Exercise details: Below are the entries. Transcribe exactly the lines from the one with "Check return status" through the one with "This PR adds some", ends included, and leave out all others.

Data for this task:
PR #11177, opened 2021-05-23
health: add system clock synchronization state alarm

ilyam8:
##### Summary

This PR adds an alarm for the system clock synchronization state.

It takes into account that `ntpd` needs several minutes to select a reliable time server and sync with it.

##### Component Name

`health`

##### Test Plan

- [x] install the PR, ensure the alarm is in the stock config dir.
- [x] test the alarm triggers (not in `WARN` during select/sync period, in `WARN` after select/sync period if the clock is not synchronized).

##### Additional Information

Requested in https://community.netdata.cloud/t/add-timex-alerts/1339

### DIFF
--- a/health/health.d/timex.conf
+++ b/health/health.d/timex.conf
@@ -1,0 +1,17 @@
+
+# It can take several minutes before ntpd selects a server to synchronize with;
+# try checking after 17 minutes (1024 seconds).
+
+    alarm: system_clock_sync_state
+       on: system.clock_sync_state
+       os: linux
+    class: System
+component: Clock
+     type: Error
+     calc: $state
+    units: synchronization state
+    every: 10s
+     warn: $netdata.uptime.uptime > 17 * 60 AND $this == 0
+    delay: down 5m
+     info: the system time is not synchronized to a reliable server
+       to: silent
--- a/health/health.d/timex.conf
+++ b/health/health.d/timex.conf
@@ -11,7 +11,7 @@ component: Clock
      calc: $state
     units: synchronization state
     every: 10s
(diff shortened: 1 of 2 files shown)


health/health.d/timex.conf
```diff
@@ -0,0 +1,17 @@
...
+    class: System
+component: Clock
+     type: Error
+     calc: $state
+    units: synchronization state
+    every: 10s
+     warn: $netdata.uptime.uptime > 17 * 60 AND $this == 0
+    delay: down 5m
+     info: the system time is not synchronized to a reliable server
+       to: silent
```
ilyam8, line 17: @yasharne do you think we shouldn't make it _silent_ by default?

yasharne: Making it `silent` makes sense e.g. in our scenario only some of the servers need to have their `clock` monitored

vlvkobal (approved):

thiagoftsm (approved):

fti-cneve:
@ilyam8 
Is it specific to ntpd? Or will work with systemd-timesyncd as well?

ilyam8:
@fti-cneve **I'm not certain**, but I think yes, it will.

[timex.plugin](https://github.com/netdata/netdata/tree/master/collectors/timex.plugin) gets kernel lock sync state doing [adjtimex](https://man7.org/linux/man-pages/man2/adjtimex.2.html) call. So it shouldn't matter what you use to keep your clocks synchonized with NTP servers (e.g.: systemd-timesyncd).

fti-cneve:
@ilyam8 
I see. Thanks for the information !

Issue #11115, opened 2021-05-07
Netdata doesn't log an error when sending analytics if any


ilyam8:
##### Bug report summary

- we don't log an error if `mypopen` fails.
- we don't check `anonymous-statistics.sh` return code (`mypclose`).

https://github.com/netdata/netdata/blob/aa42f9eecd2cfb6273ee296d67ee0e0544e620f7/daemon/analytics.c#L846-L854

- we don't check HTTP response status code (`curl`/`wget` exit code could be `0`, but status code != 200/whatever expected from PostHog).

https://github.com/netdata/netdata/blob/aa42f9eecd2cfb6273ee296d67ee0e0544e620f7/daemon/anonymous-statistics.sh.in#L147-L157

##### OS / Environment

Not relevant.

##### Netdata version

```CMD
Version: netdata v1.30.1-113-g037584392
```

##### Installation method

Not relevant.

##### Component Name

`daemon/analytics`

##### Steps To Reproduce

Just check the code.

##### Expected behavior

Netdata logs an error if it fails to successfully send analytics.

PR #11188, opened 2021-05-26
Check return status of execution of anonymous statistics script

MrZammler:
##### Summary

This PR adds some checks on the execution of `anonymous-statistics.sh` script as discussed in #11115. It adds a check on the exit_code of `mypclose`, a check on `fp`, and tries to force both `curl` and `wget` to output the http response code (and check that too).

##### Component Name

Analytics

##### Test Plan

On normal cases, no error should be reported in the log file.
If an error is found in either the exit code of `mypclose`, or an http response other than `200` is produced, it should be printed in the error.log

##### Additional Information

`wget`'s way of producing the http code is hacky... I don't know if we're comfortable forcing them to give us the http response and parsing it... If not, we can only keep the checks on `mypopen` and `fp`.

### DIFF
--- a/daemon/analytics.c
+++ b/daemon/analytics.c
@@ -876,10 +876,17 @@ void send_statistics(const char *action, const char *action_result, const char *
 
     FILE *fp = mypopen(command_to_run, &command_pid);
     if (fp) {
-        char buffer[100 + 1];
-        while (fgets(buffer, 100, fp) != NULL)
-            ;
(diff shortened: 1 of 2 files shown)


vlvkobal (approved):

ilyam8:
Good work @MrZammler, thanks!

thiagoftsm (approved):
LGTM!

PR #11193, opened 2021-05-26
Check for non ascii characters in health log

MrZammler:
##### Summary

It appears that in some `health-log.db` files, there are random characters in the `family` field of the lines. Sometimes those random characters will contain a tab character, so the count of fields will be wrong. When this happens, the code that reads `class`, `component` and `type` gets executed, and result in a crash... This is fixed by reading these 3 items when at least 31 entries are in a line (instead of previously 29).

Answer below:
Check return status of execution of anonymous statistics script

MrZammler:
##### Summary

This PR adds some checks on the execution of `anonymous-statistics.sh` script as discussed in #11115. It adds a check on the exit_code of `mypclose`, a check on `fp`, and tries to force both `curl` and `wget` to output the http response code (and check that too).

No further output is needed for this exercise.